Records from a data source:
____

PR #2986, opened 2022-02-18
OBS-1076 Resolve an assertion failure on batch import with consistent use of withNewSession().

mdpearson:
https://obnav.pih-emr.org/openboxes/batch/importData will generate a strange warning,
'collection [org.pih.warehouse.core.User.locationRoles] was not processed by flush()',
if you try to upload a ProductSupplier template with more than one new entry in it.
~~The long, winding stack trace falls within 2 lines of a save() call without flush=true,
and setting that parameter allows the import to succeed.~~

~~A possible concern of this change is that the resultant import is very slow (about 30
minutes for a \~4000-line .xls file: only two records per second). I'm not sure if the
flush parameter affects import speed negatively, but I'd rather have correct and slow
behavior than interrupt our colleagues' work.~~

**Update** I removed explicit calls to `flush()` and wrapped the `ProductSupplier`
instantiation within a `withNewSession` block. More details on the ticket, but this
remedy is much more performant, running in about 5 minutes on my local machine, 
of which 2 are spent in `validate()`.

### DIFF
--- a/grails-app/controllers/org/pih/warehouse/product/ProductController.groovy
+++ b/grails-app/controllers/org/pih/warehouse/product/ProductController.groovy
@@ -472,20 +472,14 @@ class ProductController {
 
         if (!packageInstance) {
             packageInstance = new ProductPackage(params)
-            ProductPrice productPrice = new ProductPrice()
-            productPrice.price = parsedUnitPrice?:0
-            packageInstance.productPrice = productPrice
             productInstance.addToPackages(packageInstance)
         } else {
             packageInstance.properties = params
-            if (packageInstance.productPrice) {
-                packageInstance.productPrice.price = parsedUnitPrice?:0
-            } else if (parsedUnitPrice) {
-                ProductPrice productPrice = new ProductPrice()
-                productPrice.price = parsedUnitPrice
-                packageInstance.productPrice = productPrice
-            }
         }
+        if (parsedUnitPrice) {
+            packageInstance.createOrGetProductPrice().price = parsedUnitPrice
+        }
+
 
         if (!productInstance.hasErrors() && productInstance.save(flush: true)) {
             flash.message = "${warehouse.message(code: 'default.created.message', args: [warehouse.message(code: 'package.label', default: 'Product'), packageInstance.name])}"
@@ -1147,6 +1141,3 @@ class ProductController {
         render(view: "addDocument", model: [productInstance: productInstance, documentInstance: documentInstance])
     }
 }
-
-
-
--- a/grails-app/controllers/org/pih/warehouse/product/ProductSupplierController.groovy
+++ b/grails-app/controllers/org/pih/warehouse/product/ProductSupplierController.groovy
@@ -12,9 +12,10 @@ package org.pih.warehouse.product
 import grails.validation.ValidationException
 import org.pih.warehouse.core.Location
 import org.pih.warehouse.core.PreferenceType
+import org.pih.warehouse.core.ProductPrice
+
 import java.math.RoundingMode
 import java.text.SimpleDateFormat
-import org.pih.warehouse.core.ProductPrice
 
 class ProductSupplierController {
 
@@ -110,10 +111,9 @@ class ProductSupplierController {
                 productSupplierInstance.contractPrice.price = parsedUnitPrice
                 productSupplierInstance.contractPrice.toDate = params.toDate ? dateFormat.parse(params.toDate) : null
             } else {
-                ProductPrice productPrice = new ProductPrice()
-                productPrice.price = parsedUnitPrice
-                productPrice.toDate = params.toDate ? dateFormat.parse(params.toDate) : null
-                productSupplierInstance.contractPrice = productPrice
+                ProductPrice contractPrice = productSupplierInstance.createOrGetContractPrice()
+                contractPrice.price = parsedUnitPrice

____

### Problem to work on
Retype exactly, please, each line from the line that contains "productPrice.toDate = params.toDate" through the last line of the entries above, with nothing added.

### Written reply
-                productPrice.toDate = params.toDate ? dateFormat.parse(params.toDate) : null
-                productSupplierInstance.contractPrice = productPrice
+                ProductPrice contractPrice = productSupplierInstance.createOrGetContractPrice()
+                contractPrice.price = parsedUnitPrice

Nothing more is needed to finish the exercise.